(Reuters) – The U.S. Food and Drug Administration said Pfizer Inc’s process for manufacturing sterile injectable drugs at a plant in McPherson, Kansas was “out of control” and put patients at risk, according to a warning letter made public on Tuesday.
In the Feb. 14 letter, the FDA said that several products were contaminated with multiple foreign particulates and that the injectable antibiotic vancomycin had been compromised by cardboard pieces.
It warned the company it had failed to take corrective action.
The presence of the foreign matter is “unacceptable” and suggests “a significant loss of control in your manufacturing process” that represents a “severe risk of harm to patients,” the FDA wrote.

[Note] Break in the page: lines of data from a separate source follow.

PR #18578, opened 2023-09-22
jj: switch to cargo install

ognevnydemon:
~~this provides 2 extra binaries: `fake-editor` and
`fake-diff-editor`~~ now not, see further conversation

### DIFF
--- a/mingw-w64-jj/PKGBUILD
+++ b/mingw-w64-jj/PKGBUILD
@@ -5,7 +5,7 @@ pkgbase=mingw-w64-${_realname}
 pkgname=("${MINGW_PACKAGE_PREFIX}-${_realname}"
          "${MINGW_PACKAGE_PREFIX}-${_realname}-docs")
 pkgver=0.9.0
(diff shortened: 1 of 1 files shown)


lazka:
Aren't those internal testing cli tools? in other words, should they be installed?

ognevnydemon:
> Aren't those internal testing cli tools? in other words, should they be installed?

hm, as I understood from guidelines, upstream recommend to install this via `cargo install --git https://github.com/martinvonz/jj --bin jj jj-cli`. jj-cli includes these binaries (see manifest at cli/Cargo.toml). but I haven't tested this installation method. it's not essential now, so I will test it later then resolve, do we need this or not

ognevnydemon:
also maybe `testing` directory is for experimental things

ognevnydemon:
I tried to install via this command. it didn't install these binaries. sorry, I was wrong. I'll push the fix to remove this binaries so I can left `cargo install`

Pfizer said in a statement it has been “diligently implementing commitments made to the FDA” to ensure the agency’s concerns are addressed.
The warning letter followed an investigation that took place between May 16 and June 8, 2016 into the facility in Kansas that Pfizer acquired with its $17 billion deal for Hospira in 2015.
Pfizer said the issues cited in the letter “do not have any impact on products that are currently on the market that were manufactured at the McPherson site.”
The FDA said the company’s investigation into the matter was “inadequate” and said similar manufacturing violations had been found at other facilities in the Hospira network going back several years.
“These repeated failures at multiple sites demonstrate that your company’s oversight and control over the manufacturer of drugs is inadequate,” the FDA said.